When datasets grow or get updated, traditional random splits can cause data leakage: samples that were previously in your test set might end up in training during retraining, leading to overly optimistic and invalid model evaluations.

StableHashSplit solves this by assigning samples to train/test sets deterministically based on a hash of a stable identifier (e.g., user ID, transaction ID). Once assigned, a sample stays in the same set forever, ensuring reproducible and reliable evaluations across dataset versions.

✨ Key Features

  • 🔒 Deterministic & Stable: Same ID always maps to the same split
  • 🤖 Scikit-Learn Compatible: Works seamlessly with GridSearchCV, cross_val_score, and ML pipelines
  • 📊 Flexible Inputs: Supports pandas DataFrames, NumPy arrays, and array-like structures
  • ⚙️ Customizable: Choose your hash function and ID column
  • 🚀 Simple API: Minimal code changes needed

📦 Installation

pip install stable-hash-splitter

🚀 Quick Start

import pandas as pd
from stable_hash_splitter import StableHashSplit

# Sample data with user IDs
data = pd.DataFrame({
    'user_id': [1001, 1002, 1003, 1004, 1005],
    'feature_1': [0.5, 0.3, 0.8, 0.1, 0.9],
    'feature_2': [10, 20, 30, 40, 50],
    'target': [1, 0, 1, 0, 1]
})

# Create stable splitter
splitter = StableHashSplit(test_size=0.2, id_column='user_id')

# Split your data
X_train, X_test, y_train, y_test = splitter.train_test_split(
    data[['user_id', 'feature_1', 'feature_2']],
    data['target']
)

print(f"Train size: {len(X_train)}, Test size: {len(X_test)}")
# Output: Train size: 4, Test size: 1

📚 Advanced Usage

Using with GridSearchCV

from sklearn.ensemble import RandomForestClassifier
from sklearn.model_selection import GridSearchCV

splitter = StableHashSplit(test_size=0.2, id_column='user_id')
model = RandomForestClassifier()

param_grid = {'n_estimators': [50, 100], 'max_depth': [5, 10]}
grid_search = GridSearchCV(model, param_grid, cv=splitter)
grid_search.fit(X, y)  # X must contain the 'user_id' column

print(f"Best params: {grid_search.best_params_}")

Custom Hash Function

import hashlib

def custom_hash(id_value):
    return int(hashlib.md5(str(id_value).encode()).hexdigest(), 16)

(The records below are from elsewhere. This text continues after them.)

PR #1613, opened 2026-04-17
Avoid `feature(asm_experimental_arch)` on arches that don't need it.

sunfishcode:
Per rust-lang/rust#93335, inline asm is stablized on powerpc and s390x, so avoid using `feature(asm_experimental_arch)` on those architectures.

### DIFF
--- a/src/lib.rs
+++ b/src/lib.rs
@@ -114,7 +114,15 @@
     any(feature = "rustc-dep-of-std", core_intrinsics),
     feature(core_intrinsics)
 )]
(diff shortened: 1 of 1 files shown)


Gelbpunkt:
Is it intentional that this did not modify the Cargo.toml [here](https://github.com/bytecodealliance/rustix/blob/main/Cargo.toml#L35) to no longer require the cfg to use linux-raw on s390x, powerpc and powerpc64?

sunfishcode:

splitter = StableHashSplit(
    test_size=0.3,
    id_column='user_id',
    hash_func=custom_hash
)

📖 API Reference

StableHashSplit

StableHashSplit(test_size=0.2, id_column='id', hash_func=None, random_state=None)

Parameters:

  • test_size (float): Fraction of samples for test set (0 < test_size < 1)
  • id_column (str | int | None): Column name/index with stable IDs. Uses DataFrame index if None
  • hash_func (callable): Function mapping ID to non-negative integer. Defaults to CRC32
  • random_state: Ignored (for scikit-learn compatibility)

Methods:

  • split(X, y=None): Returns train/test indices
  • get_n_splits(): Returns 1 (single split)
  • train_test_split(X, y): Convenience method for direct splitting

🤝 Contributing

We welcome contributions! Please:

  1. Open an issue to discuss your idea
  2. Fork the repository
  3. Create a feature branch
  4. Submit a pull request

For development setup, see PUBLISH.md.

📄 License

This project is licensed under the MIT License - see the LICENSE file for details.

🙏 Attribution

Inspired by ID-based splitting concepts from Aurélien Géron's "Hands-On Machine Learning with Scikit-Learn and PyTorch". This is an independent implementation.